La situación en Cuba ha alcanzado niveles críticos desde inicios de 2024, marcada por el colapso de sus centrales termoeléctricas y la incapacidad financiera para importar hidrocarburos. Díaz-Canel reconoció que existe una “paralización” que golpea al transporte, los servicios vitales y la industria manufacturera por la falta absoluta de combustible.

Ayuda humanitaria traída por la flotilla Nuestra América desde México se descarga en La Habana. Foto:AFP

Si bien el mandatario atribuyó gran parte de la escasez de «lo más imprescindible para la vida» a las sanciones impuestas por Estados Unidos, también admitió de forma inusual la existencia de “errores propios” en el modelo de construcción social de la isla.
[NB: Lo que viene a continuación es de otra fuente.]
PR #8735, opened 2020-03-13
Update kube-router to v0.4.0

hakman:
Let's see if kube-router v0.4.0 fixes the issues we are seeing in e2e:
https://prow.k8s.io/view/gcs/kubernetes-jenkins/logs/e2e-kops-aws-cni-kuberouter/1238479448160866306

### DIFF
--- a/upup/models/cloudup/resources/addons/networking.kuberouter/k8s-1.12.yaml.template
+++ b/upup/models/cloudup/resources/addons/networking.kuberouter/k8s-1.12.yaml.template
@@ -1,6 +1,5 @@
-# Pulled and modified from https://github.com/cloudnativelabs/kube-router/blob/v0.3.1/daemonset/generic-kuberouter-all-features.yaml
+# Pulled and modified from https://github.com/cloudnativelabs/kube-router/blob/v0.4.0/daemonset/generic-kuberouter-all-features.yaml
 
----
 apiVersion: v1
 kind: ConfigMap
 metadata:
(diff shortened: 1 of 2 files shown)


upup/models/cloudup/resources/addons/networking.kuberouter/k8s-1.12.yaml.template
```diff
@@ -1,4 +1,4 @@
-# Pulled and modified from https://github.com/cloudnativelabs/kube-router/blob/v0.3.1/daemonset/generic-kuberouter-all-features.yaml
+# Pulled and modified from https://github.com/cloudnativelabs/kube-router/blob/v0.4.0/daemonset/generic-kuberouter-all-features.yaml
 
 ---
```
rifelpet: can we remove this `---` so that the comment above doesnt get treated as a separate yaml manifest? :) I remember us removing that from all the other addons as well, even though kops can now correctly handle that situation it'd be good to not have it in the `update cluster` diffs.

hakman: No objection. Done.

upup/models/cloudup/resources/addons/networking.kuberouter/k8s-1.12.yaml.template
```diff
@@ -133,32 +128,34 @@ metadata:
...
     resources:
       - namespaces
       - pods
       - services
       - nodes
       - endpoints
     verbs:
-      - get
       - list
+  - get
```
rifelpet: indentation issue here? and the apiGroups changes above and below.

hakman: You are right. Forgot to enable white space diff and the editor went wild. Thanks :)

PR #8737, opened 2020-03-13
Refactor integration tests

rifelpet:
closes #8736

This refactors the integration tests so that it is easier to add new variables to tests in the future including the ability to provide default values.

PR #8744, opened 2020-03-14
Don't set terraform user_data if it is empty 

rifelpet:
Bastion hosts have no user_data by default. This is not valid in terraform, evidenced by the error messages reported [here](https://travis-ci.org/github/kubernetes/kops/jobs/662472020#L606).

The Terraform provider code says user_data is optional for both [LaunchConfigurations](https://github.com/terraform-providers/terraform-provider-aws/blob/04d24f80f3b740d0c9d74d97e818b7da15cb96c5/aws/resource_aws_launch_configuration.go#L74-L76) and [LaunchTemplates](https://github.com/terraform-providers/terraform-provider-aws/blob/04d24f80f3b740d0c9d74d97e818b7da15cb96c5/aws/resource_aws_launch_template.go#L510-L512).

This change prevents the user_data property from being added to `aws_launch_configuration` and `aws_launch_template` resources if the string is empty.

### DIFF
--- a/cmd/kops/integration_test.go
+++ b/cmd/kops/integration_test.go
@@ -61,6 +61,7 @@ type integrationTest struct {
 	lifecycleOverrides []string
 	sshKey             bool
 	jsonOutput         bool
+	bastionUserData    bool
 }
 
 func newIntegrationTest(clusterName, srcDir string) *integrationTest {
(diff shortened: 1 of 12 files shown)


rifelpet:
Ugh integration tests failing because we shouldnt [expect a bastion user_data file](https://github.com/kubernetes/kops/blob/7d030ae459751a661b83d550c3035f3b7f0f857e/cmd/kops/integration_test.go#L487) unless the additionalUserData isnt empty. adding support for that in the integration tests will be a significant change which would conflict with #8737 so i'm inclined to wait for that to get merged which might be a while.

PR #8745, opened 2020-03-14
Set kube-proxy-replacement to partial

olemarkus:
Probing for bpf-features doesn't work properly on buster images. Setting it to partial works better. Same setting is the default in the master branch already (implicitly configured by the bpf nodeport flag)


rifelpet:
this PR not being a cherry pick makes sense to me. we're not going to be cherry-picking the kube-proxy-replacement changes on master back to release-1.17.

/lgtm
/approve

rifelpet:
though we wont have any periodic e2e coverage of this change, so it would be nice to test this manually on a variety of distros.

PR #8747, opened 2020-03-15
Tweak the featureflag.GoogleCloudBucketACL.Enabled

geojaz:
This expands the code that gets turned on and off under the `GoogleCloudBucketACL` flag.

No obstante, rechazó las etiquetas de «Estado fallido» que provienen del exterior, asegurando que Cuba es un «Estado amenazado que no se rinde».

Tensiones militares y advertencias de Donald Trump

El reconocimiento de la crisis interna coincide con un aumento de la tensión retórica con Washington. Díaz-Canel alertó sobre la posibilidad real de una «agresión militar» estadounidense y llamó a la población a estar preparada para un eventual conflicto armado. “No la queremos (la guerra), pero es nuestro deber prepararnos para evitarla y, si fuera inevitable, ganarla”, sentenció.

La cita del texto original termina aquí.